• [DATA FOR THIS TASK]:
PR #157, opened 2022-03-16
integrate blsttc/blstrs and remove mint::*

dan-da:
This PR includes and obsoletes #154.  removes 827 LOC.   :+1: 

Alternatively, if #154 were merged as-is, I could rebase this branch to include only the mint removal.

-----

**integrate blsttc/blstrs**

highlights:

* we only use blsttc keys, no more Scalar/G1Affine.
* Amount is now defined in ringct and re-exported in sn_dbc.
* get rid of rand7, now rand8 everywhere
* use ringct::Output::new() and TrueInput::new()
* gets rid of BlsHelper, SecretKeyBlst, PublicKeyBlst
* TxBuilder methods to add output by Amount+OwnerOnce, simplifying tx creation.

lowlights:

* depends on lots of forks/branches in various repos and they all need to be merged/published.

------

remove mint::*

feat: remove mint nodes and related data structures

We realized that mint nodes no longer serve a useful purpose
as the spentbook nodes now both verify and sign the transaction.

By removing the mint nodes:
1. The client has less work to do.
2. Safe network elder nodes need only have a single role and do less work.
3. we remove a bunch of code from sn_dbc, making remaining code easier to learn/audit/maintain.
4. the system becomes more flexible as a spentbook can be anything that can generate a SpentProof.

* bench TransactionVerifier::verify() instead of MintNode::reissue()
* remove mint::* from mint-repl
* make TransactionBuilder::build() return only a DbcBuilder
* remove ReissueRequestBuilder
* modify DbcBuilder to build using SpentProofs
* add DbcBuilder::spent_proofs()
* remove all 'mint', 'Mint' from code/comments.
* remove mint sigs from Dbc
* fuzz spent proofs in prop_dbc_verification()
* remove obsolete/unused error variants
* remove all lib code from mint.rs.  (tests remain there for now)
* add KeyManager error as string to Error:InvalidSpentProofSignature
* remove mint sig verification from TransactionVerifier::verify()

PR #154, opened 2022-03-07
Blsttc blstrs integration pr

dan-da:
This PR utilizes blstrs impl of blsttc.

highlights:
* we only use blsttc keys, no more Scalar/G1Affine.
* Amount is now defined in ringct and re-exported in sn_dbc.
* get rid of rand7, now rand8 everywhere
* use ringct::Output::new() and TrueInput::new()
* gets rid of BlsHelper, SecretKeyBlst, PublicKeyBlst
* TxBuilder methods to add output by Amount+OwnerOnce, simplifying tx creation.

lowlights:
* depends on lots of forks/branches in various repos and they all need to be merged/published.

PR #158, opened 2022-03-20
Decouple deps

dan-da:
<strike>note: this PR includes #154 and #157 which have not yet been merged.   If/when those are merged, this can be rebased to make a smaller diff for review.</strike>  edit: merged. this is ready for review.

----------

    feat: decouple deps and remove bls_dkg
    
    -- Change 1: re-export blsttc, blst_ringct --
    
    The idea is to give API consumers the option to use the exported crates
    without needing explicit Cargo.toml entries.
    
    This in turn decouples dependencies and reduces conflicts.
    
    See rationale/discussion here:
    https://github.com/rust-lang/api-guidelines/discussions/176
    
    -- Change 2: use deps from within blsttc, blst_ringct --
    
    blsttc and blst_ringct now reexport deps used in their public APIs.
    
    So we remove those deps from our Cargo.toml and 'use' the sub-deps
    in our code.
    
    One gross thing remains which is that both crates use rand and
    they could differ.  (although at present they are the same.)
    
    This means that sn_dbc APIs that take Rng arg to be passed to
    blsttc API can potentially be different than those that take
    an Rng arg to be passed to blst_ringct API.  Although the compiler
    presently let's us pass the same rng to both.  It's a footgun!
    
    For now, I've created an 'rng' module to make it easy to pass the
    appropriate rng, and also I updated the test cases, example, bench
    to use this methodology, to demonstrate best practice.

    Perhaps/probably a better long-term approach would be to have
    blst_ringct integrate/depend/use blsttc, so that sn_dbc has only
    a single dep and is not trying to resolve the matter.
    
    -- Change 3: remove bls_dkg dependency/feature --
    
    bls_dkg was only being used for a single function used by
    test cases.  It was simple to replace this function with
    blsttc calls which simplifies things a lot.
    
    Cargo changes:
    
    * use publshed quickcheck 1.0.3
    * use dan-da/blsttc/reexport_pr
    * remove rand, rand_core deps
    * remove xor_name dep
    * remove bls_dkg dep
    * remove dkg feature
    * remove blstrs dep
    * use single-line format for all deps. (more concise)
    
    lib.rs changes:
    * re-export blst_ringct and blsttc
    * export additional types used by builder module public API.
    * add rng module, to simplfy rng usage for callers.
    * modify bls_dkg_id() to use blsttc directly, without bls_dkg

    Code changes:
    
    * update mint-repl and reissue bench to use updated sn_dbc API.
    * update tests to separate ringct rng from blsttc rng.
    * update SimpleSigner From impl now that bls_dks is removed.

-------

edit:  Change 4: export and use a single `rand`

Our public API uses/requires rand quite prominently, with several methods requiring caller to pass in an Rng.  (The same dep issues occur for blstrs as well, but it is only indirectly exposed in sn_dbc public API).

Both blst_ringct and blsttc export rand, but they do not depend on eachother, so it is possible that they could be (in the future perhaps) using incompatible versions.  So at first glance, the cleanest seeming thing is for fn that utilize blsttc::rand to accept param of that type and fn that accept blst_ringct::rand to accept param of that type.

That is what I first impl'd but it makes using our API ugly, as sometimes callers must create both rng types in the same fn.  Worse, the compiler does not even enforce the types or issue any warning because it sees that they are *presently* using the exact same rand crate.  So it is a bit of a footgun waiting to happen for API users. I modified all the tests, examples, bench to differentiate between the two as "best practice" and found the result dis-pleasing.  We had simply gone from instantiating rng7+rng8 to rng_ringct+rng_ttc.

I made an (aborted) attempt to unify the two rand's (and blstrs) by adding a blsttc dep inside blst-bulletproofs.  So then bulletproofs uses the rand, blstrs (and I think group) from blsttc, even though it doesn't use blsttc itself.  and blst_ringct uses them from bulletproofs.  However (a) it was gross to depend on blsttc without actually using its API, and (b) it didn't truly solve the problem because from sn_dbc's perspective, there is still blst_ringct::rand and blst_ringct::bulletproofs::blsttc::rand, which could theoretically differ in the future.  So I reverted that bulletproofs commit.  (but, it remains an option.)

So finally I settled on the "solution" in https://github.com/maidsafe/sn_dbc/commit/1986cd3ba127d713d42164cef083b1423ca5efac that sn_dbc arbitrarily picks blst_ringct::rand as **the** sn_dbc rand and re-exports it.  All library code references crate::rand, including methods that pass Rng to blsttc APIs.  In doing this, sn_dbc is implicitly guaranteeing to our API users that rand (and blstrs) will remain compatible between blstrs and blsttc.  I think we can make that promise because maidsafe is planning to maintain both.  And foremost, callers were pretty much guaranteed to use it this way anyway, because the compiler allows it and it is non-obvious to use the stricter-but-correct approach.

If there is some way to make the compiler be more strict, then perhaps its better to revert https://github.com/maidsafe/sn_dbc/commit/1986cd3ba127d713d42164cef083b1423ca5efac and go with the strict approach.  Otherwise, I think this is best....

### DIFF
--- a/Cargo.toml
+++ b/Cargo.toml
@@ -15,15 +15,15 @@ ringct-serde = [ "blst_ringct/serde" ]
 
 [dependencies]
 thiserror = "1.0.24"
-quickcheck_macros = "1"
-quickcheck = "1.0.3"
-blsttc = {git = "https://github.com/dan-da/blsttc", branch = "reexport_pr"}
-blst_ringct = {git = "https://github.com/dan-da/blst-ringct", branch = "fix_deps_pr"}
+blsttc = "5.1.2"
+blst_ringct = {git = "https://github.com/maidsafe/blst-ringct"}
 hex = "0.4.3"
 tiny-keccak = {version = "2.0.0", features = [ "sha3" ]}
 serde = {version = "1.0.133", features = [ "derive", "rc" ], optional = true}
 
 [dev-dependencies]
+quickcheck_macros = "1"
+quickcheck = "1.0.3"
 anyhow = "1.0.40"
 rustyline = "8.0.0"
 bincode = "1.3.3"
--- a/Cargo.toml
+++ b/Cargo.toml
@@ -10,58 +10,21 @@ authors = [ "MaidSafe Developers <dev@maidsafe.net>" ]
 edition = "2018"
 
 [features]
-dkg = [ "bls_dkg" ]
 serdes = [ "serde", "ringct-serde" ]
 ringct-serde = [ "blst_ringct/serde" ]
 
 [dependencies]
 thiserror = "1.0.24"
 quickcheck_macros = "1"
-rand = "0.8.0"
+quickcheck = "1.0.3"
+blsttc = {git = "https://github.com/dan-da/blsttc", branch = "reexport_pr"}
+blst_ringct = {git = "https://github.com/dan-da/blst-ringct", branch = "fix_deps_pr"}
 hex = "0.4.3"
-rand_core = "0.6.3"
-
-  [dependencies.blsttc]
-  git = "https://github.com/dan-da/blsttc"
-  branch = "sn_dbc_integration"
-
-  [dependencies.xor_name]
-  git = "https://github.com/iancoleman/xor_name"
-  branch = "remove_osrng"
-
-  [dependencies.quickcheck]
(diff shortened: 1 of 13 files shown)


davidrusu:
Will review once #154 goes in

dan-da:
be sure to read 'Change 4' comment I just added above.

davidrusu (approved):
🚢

• [WORK ITEM]: Start with the line above that contains "from blsttc rng." and end with the line that contains "Change 4: export". Write out those lines exactly, and only those.

• [EXERCISE RESPONSE]:
    * update tests to separate ringct rng from blsttc rng.
    * update SimpleSigner From impl now that bls_dks is removed.

-------

edit:  Change 4: export and use a single `rand`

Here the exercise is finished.